Your assignment:
The records are to be repeated in full. Every line must match.

Collected data entries
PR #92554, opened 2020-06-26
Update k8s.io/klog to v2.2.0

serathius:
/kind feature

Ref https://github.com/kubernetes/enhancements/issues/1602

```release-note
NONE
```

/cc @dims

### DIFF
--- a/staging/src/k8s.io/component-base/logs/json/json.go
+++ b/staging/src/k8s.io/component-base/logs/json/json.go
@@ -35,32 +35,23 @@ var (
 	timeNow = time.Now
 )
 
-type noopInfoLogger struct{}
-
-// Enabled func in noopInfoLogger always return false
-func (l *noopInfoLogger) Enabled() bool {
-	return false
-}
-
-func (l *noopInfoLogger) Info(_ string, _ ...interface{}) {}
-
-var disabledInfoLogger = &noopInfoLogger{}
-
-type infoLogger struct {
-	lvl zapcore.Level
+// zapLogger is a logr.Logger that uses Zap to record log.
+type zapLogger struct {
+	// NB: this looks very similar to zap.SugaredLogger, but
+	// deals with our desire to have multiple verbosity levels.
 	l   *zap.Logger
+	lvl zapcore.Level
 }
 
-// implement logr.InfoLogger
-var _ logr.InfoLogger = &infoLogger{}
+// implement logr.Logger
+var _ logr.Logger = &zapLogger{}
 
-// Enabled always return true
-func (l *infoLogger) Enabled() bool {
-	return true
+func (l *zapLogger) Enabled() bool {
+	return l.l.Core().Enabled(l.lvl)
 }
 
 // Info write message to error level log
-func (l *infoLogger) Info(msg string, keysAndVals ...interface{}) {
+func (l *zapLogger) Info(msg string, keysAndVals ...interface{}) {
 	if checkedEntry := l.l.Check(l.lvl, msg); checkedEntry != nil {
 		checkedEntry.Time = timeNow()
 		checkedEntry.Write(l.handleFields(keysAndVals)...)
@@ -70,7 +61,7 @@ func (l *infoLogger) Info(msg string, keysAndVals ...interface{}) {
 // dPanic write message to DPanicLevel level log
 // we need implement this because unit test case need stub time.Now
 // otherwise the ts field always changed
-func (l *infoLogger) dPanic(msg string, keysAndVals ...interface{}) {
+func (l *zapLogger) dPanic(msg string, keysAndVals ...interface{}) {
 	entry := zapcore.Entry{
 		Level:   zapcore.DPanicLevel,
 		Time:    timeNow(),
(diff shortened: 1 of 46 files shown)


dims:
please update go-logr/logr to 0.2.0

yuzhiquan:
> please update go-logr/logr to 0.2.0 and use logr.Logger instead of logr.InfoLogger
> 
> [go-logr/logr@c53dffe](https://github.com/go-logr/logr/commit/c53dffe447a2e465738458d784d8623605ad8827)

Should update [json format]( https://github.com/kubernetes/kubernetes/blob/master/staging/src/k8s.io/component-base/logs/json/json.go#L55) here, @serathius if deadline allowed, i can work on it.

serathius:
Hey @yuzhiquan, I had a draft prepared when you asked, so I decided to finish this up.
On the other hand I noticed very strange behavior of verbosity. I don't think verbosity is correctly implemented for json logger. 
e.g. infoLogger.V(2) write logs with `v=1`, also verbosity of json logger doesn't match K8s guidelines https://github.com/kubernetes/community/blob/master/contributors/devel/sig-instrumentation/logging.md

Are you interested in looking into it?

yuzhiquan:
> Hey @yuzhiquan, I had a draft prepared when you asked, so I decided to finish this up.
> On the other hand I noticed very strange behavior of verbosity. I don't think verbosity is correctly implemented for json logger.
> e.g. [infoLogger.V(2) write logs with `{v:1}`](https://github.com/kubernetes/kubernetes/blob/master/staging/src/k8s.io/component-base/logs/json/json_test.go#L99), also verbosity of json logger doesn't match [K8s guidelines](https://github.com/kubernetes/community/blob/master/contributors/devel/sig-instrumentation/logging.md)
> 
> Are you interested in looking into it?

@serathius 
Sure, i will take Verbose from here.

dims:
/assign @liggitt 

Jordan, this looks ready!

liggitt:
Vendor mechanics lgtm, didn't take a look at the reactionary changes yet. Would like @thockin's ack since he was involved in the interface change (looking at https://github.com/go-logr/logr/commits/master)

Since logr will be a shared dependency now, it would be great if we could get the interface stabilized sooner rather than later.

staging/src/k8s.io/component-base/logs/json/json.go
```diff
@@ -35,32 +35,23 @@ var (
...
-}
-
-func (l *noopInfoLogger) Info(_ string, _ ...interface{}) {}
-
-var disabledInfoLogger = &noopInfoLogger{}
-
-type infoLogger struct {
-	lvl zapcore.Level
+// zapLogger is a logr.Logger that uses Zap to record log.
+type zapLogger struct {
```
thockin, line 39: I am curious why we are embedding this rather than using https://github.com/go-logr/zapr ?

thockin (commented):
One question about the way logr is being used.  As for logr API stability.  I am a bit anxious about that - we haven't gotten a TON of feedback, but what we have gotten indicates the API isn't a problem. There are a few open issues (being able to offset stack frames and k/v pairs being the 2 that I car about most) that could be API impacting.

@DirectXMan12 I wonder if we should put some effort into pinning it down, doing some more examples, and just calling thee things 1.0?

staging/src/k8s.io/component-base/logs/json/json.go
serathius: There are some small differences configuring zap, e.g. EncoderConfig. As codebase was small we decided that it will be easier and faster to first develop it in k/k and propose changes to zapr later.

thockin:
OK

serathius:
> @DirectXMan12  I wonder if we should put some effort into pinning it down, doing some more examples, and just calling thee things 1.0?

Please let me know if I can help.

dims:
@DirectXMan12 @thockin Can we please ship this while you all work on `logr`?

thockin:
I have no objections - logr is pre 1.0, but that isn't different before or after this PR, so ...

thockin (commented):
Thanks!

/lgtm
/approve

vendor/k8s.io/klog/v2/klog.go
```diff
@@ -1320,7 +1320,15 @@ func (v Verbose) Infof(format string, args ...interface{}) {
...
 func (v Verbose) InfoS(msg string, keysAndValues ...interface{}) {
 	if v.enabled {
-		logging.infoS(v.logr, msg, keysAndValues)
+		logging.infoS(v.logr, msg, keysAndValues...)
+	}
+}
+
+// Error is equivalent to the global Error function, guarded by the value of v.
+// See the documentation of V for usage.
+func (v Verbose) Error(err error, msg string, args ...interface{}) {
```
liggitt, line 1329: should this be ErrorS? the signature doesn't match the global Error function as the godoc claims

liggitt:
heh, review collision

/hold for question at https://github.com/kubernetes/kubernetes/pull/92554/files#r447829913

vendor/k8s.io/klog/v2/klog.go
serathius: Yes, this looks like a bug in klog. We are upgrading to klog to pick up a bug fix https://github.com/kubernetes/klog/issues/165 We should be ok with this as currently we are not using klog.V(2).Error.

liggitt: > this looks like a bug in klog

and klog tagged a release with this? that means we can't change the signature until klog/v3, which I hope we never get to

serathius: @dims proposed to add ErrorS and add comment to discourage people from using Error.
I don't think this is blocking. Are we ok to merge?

Solution to this exercise:
PR #92554, opened 2020-06-26
Update k8s.io/klog to v2.2.0

serathius:
/kind feature

Ref https://github.com/kubernetes/enhancements/issues/1602

```release-note
NONE
```

/cc @dims

### DIFF
--- a/staging/src/k8s.io/component-base/logs/json/json.go
+++ b/staging/src/k8s.io/component-base/logs/json/json.go
@@ -35,32 +35,23 @@ var (
 	timeNow = time.Now
 )
 
-type noopInfoLogger struct{}
-
-// Enabled func in noopInfoLogger always return false
-func (l *noopInfoLogger) Enabled() bool {
-	return false
-}
-
-func (l *noopInfoLogger) Info(_ string, _ ...interface{}) {}
-
-var disabledInfoLogger = &noopInfoLogger{}
-
-type infoLogger struct {
-	lvl zapcore.Level
+// zapLogger is a logr.Logger that uses Zap to record log.
+type zapLogger struct {
+	// NB: this looks very similar to zap.SugaredLogger, but
+	// deals with our desire to have multiple verbosity levels.
 	l   *zap.Logger
+	lvl zapcore.Level
 }
 
-// implement logr.InfoLogger
-var _ logr.InfoLogger = &infoLogger{}
+// implement logr.Logger
+var _ logr.Logger = &zapLogger{}
 
-// Enabled always return true
-func (l *infoLogger) Enabled() bool {
-	return true
+func (l *zapLogger) Enabled() bool {
+	return l.l.Core().Enabled(l.lvl)
 }
 
 // Info write message to error level log
-func (l *infoLogger) Info(msg string, keysAndVals ...interface{}) {
+func (l *zapLogger) Info(msg string, keysAndVals ...interface{}) {
 	if checkedEntry := l.l.Check(l.lvl, msg); checkedEntry != nil {
 		checkedEntry.Time = timeNow()
 		checkedEntry.Write(l.handleFields(keysAndVals)...)
@@ -70,7 +61,7 @@ func (l *infoLogger) Info(msg string, keysAndVals ...interface{}) {
 // dPanic write message to DPanicLevel level log
 // we need implement this because unit test case need stub time.Now
 // otherwise the ts field always changed
-func (l *infoLogger) dPanic(msg string, keysAndVals ...interface{}) {
+func (l *zapLogger) dPanic(msg string, keysAndVals ...interface{}) {
 	entry := zapcore.Entry{
 		Level:   zapcore.DPanicLevel,
 		Time:    timeNow(),
(diff shortened: 1 of 46 files shown)


dims:
please update go-logr/logr to 0.2.0

yuzhiquan:
> please update go-logr/logr to 0.2.0 and use logr.Logger instead of logr.InfoLogger
> 
> [go-logr/logr@c53dffe](https://github.com/go-logr/logr/commit/c53dffe447a2e465738458d784d8623605ad8827)

Should update [json format]( https://github.com/kubernetes/kubernetes/blob/master/staging/src/k8s.io/component-base/logs/json/json.go#L55) here, @serathius if deadline allowed, i can work on it.

serathius:
Hey @yuzhiquan, I had a draft prepared when you asked, so I decided to finish this up.
On the other hand I noticed very strange behavior of verbosity. I don't think verbosity is correctly implemented for json logger. 
e.g. infoLogger.V(2) write logs with `v=1`, also verbosity of json logger doesn't match K8s guidelines https://github.com/kubernetes/community/blob/master/contributors/devel/sig-instrumentation/logging.md

Are you interested in looking into it?

yuzhiquan:
> Hey @yuzhiquan, I had a draft prepared when you asked, so I decided to finish this up.
> On the other hand I noticed very strange behavior of verbosity. I don't think verbosity is correctly implemented for json logger.
> e.g. [infoLogger.V(2) write logs with `{v:1}`](https://github.com/kubernetes/kubernetes/blob/master/staging/src/k8s.io/component-base/logs/json/json_test.go#L99), also verbosity of json logger doesn't match [K8s guidelines](https://github.com/kubernetes/community/blob/master/contributors/devel/sig-instrumentation/logging.md)
> 
> Are you interested in looking into it?

@serathius 
Sure, i will take Verbose from here.

dims:
/assign @liggitt 

Jordan, this looks ready!

liggitt:
Vendor mechanics lgtm, didn't take a look at the reactionary changes yet. Would like @thockin's ack since he was involved in the interface change (looking at https://github.com/go-logr/logr/commits/master)

Since logr will be a shared dependency now, it would be great if we could get the interface stabilized sooner rather than later.

staging/src/k8s.io/component-base/logs/json/json.go
```diff
@@ -35,32 +35,23 @@ var (
...
-}
-
-func (l *noopInfoLogger) Info(_ string, _ ...interface{}) {}
-
-var disabledInfoLogger = &noopInfoLogger{}
-
-type infoLogger struct {
-	lvl zapcore.Level
+// zapLogger is a logr.Logger that uses Zap to record log.
+type zapLogger struct {
```
thockin, line 39: I am curious why we are embedding this rather than using https://github.com/go-logr/zapr ?

thockin (commented):
One question about the way logr is being used.  As for logr API stability.  I am a bit anxious about that - we haven't gotten a TON of feedback, but what we have gotten indicates the API isn't a problem. There are a few open issues (being able to offset stack frames and k/v pairs being the 2 that I car about most) that could be API impacting.

@DirectXMan12 I wonder if we should put some effort into pinning it down, doing some more examples, and just calling thee things 1.0?

staging/src/k8s.io/component-base/logs/json/json.go
serathius: There are some small differences configuring zap, e.g. EncoderConfig. As codebase was small we decided that it will be easier and faster to first develop it in k/k and propose changes to zapr later.

thockin:
OK

serathius:
> @DirectXMan12  I wonder if we should put some effort into pinning it down, doing some more examples, and just calling thee things 1.0?

Please let me know if I can help.

dims:
@DirectXMan12 @thockin Can we please ship this while you all work on `logr`?

thockin:
I have no objections - logr is pre 1.0, but that isn't different before or after this PR, so ...

thockin (commented):
Thanks!

/lgtm
/approve

vendor/k8s.io/klog/v2/klog.go
```diff
@@ -1320,7 +1320,15 @@ func (v Verbose) Infof(format string, args ...interface{}) {
...
 func (v Verbose) InfoS(msg string, keysAndValues ...interface{}) {
 	if v.enabled {
-		logging.infoS(v.logr, msg, keysAndValues)
+		logging.infoS(v.logr, msg, keysAndValues...)
+	}
+}
+
+// Error is equivalent to the global Error function, guarded by the value of v.
+// See the documentation of V for usage.
+func (v Verbose) Error(err error, msg string, args ...interface{}) {
```
liggitt, line 1329: should this be ErrorS? the signature doesn't match the global Error function as the godoc claims

liggitt:
heh, review collision

/hold for question at https://github.com/kubernetes/kubernetes/pull/92554/files#r447829913

vendor/k8s.io/klog/v2/klog.go
serathius: Yes, this looks like a bug in klog. We are upgrading to klog to pick up a bug fix https://github.com/kubernetes/klog/issues/165 We should be ok with this as currently we are not using klog.V(2).Error.

liggitt: > this looks like a bug in klog

and klog tagged a release with this? that means we can't change the signature until klog/v3, which I hope we never get to

serathius: @dims proposed to add ErrorS and add comment to discourage people from using Error.
I don't think this is blocking. Are we ok to merge?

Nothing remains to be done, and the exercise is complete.